Player Auto-skips Podcast Ads; No Server Required

January 27, 2026 · earsay staff

There are at least a dozen apps out there right now that offer ad skipping for podcasts. The problem is they all work the same way, and that approach has some undesirable tradeoffs.

Currently, these apps do some variation of the following:

  1. Transcribe the podcast audio (sometimes 1+ hours)
  2. Pass transcribed text to an LLM asking it to find the ads
  3. Map detected ads back to audio and skip those parts

Since steps one and two are compute-heavy, developers of the current generation of podcast ad skippers have opted to do this work on a server and deliver the results to mobile clients.

This makes the engineering very easy. Essentially something that could be done with API glue code. However, servers cost money and APIs cost money. Someone has to pay for these services, so typically it lands on the end user in the form of a recurring subscription or maintaining a credit balance. At that point, if recurring payment is required, users would be better off just paying for an ad-free feed (assuming it's available) and the content creator would be better off as well. This business model just enriches API and compute providers at the expense of content creators.

To add insult to injury, modern podcasts have dynamic ad insertion, which means the length and timing of ads may change from download to download.

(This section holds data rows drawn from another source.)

PR #1214, opened 2022-11-28
[MIG][16.0] stock_production_lot_expiry

glitchov:
migration from 10.0


stock_production_lot_expiry/models/product_template.py
```diff
@@ -23,11 +23,12 @@ class ProductTemplate(models.Model):
     category_lot_expiry_field_name = fields.Selection(
         related="categ_id.lot_expiry_field_name",
         readonly=True,
+        string="category_lot_expiry_field_name",
```
rousseldenis: Maybe something more explicit ???

rousseldenis (approved):
LGTM. @glitchov Could you fix string ?

rousseldenis:
@alexis-via Maybe this one could be your interest

rousseldenis (approved):

alexis-via:
Instead of adding a new computed field "is_expiry", you could use the native computed field "product_expiry_alert" (https://github.com/odoo/odoo/blob/16.0/addons/product_expiry/models/production_lot.py#L21) and add a search method on it.

This module adds "yet another" date field on production lot... so it's a total of 5 date fields (4 datetime and 1 date). With some imagination, I think we could reach 10 date fields anytime soon :)
I'm sorry, but I prefer my module "product_expiry_simple", with just 1 date field... so much simpler and easier to understand for users.

stock_production_lot_expiry/models/stock_lot.py
```diff
@@ -0,0 +1,58 @@
...
+
+from odoo import _, api, fields, models
+from odoo.osv.expression import NEGATIVE_TERM_OPERATORS
+
+
+class StockProductionLot(models.Model):
+
+    _inherit = "stock.lot"
+
+    is_expired = fields.Boolean(
```
rousseldenis: @jbaudoux @glitchov  Maybe we could use the `product_expiry_alert`core field as that one is used in some flows, for instance there : https://github.com/odoo/odoo/blob/16.0/addons/product_expiry/models/stock_move_line.py#L16

sbejaoui (approved):
LGTM (code review),

should we rename the module to `stock_lot_expiry`?

lmignon:
@OCA/product-maintainers Someone to merge this one?

jbaudoux (commented):
A lot is expired on its expiration date. And it is supposed to be removed from stock on its removal date.

It is not clear the intent of this module reading the description. Looks weird.

rousseldenis:
@lmignon

lmignon:
@rousseldenis I propose to close this one... (It makes non sense)

PR #1237, opened 2022-12-27
[MIG] product_code_mandatory: Migration to 16.0

matiasperalta1:


rvalyi (dismissed):
LGTM (product default_code works the same in Odoo v15 and Odoo v16)

rvalyi (changes requested):
Sorry I approved too fast before. So actually after testing on Runbot, I see two issues:

1. in the menu, when you edit the product.template (like Sales>Products>Products), the default_code field is not mandatory and you can save without a code. Then some default value is assigned. But I think this defeats the purpose of the module (if you edit a product.product using the Product Variant menu then the field is required). This bug is also present on v15.
2. Even if you use the Product Variant menu (Sales>Products>Product Variants) then some default value is present for the default_code field, which is not the expected and not the same behavior as in v15 (empty required field).

andreampiovesana:
this app is important, can you merge and then fix problems like in version 15?

andreampiovesana (approved):
LGTM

So in order to get accurate ad detections the user's client has to download the audio from the podcast then upload it to the app's servers for processing. Or what is more common: the server downloads the audio for the user, processes it, and redistributes it. In worse cases they redistribute their one download to all of their users who listen to that podcast. I am not a lawyer, but it seems to me this is copyright infringement and also reduces the podcasts' download counts, which actively harms content creators.

Thinking differently

For earsay we wanted to do something better. We didn't want to change the economics for listeners by making them pay a recurring fee, and we didn't want to impact content creators' download counts. We wanted to fit into the currently acceptable niche where users can tap forward on their app to skip ahead past an ad, but we simply wanted to automate that action for our users.

This is an entirely different engineering problem. Apple offers both on-device transcription and an on-device LLM. However, if you have ever used these you know they're not made for processing large pieces of content. The model's context window is only 4096 tokens! For transcription, all iOS users know how "great" Apple's dictation feature is.

This required training our own machine learning model on millions of real-world examples, and a great deal of trial-and-error. Throughout a typical podcast we sample the model thousands of times by passing it chunks of an episode. We then have a complex post-processing pipeline to refine uncertainties using hysteresis, among other techniques.

While our model is not perfect, it can approximate and often exceed the experience of skipping over ads yourself. We are continually training and improving our model.

Experience not exclusion

In the minds of users, the villain in the story of obnoxious ads is often the sponsors themselves. We do not subscribe to this theory. At the end of the day, sponsors pay for some of the content we enjoy. We may not agree with the price (loud incongruous interruptions) but we still think they should be heard. This is an area where Apple's on-device LLM is helpful. earsay transcribes detected ad segments using Apple's dictation and asks Apple's on-device LLM to extract any websites, phone numbers, calls to action, and offers from the detected ad. earsay then takes the output and automatically creates what is essentially a display ad based on the audio ad. If a domain or URL is given in the audio, the display ad is linked up and UTM parameters crediting the podcast are sent along.

A complete story

Many peers of earsay rely solely on ad skipping to draw in users. In many cases the podcast client itself leaves a lot to be desired. At earsay we are definitely more engineers than designers, so we do not claim that earsay, by any measure, is the most beautiful or refined podcast player (yet!). However, we did put a great deal of effort into supporting important creature comforts like a listening queue, sleep timers, deep iOS integration, and more. These features and experiences are just as important to us as the ad skipping.

Conclusion

Our hope is that earsay can mend the broken relationship many listeners now have with the podcast ecosystem while not negatively impacting content creators' download numbers. We think we are hitting this mark, though the job is not yet done.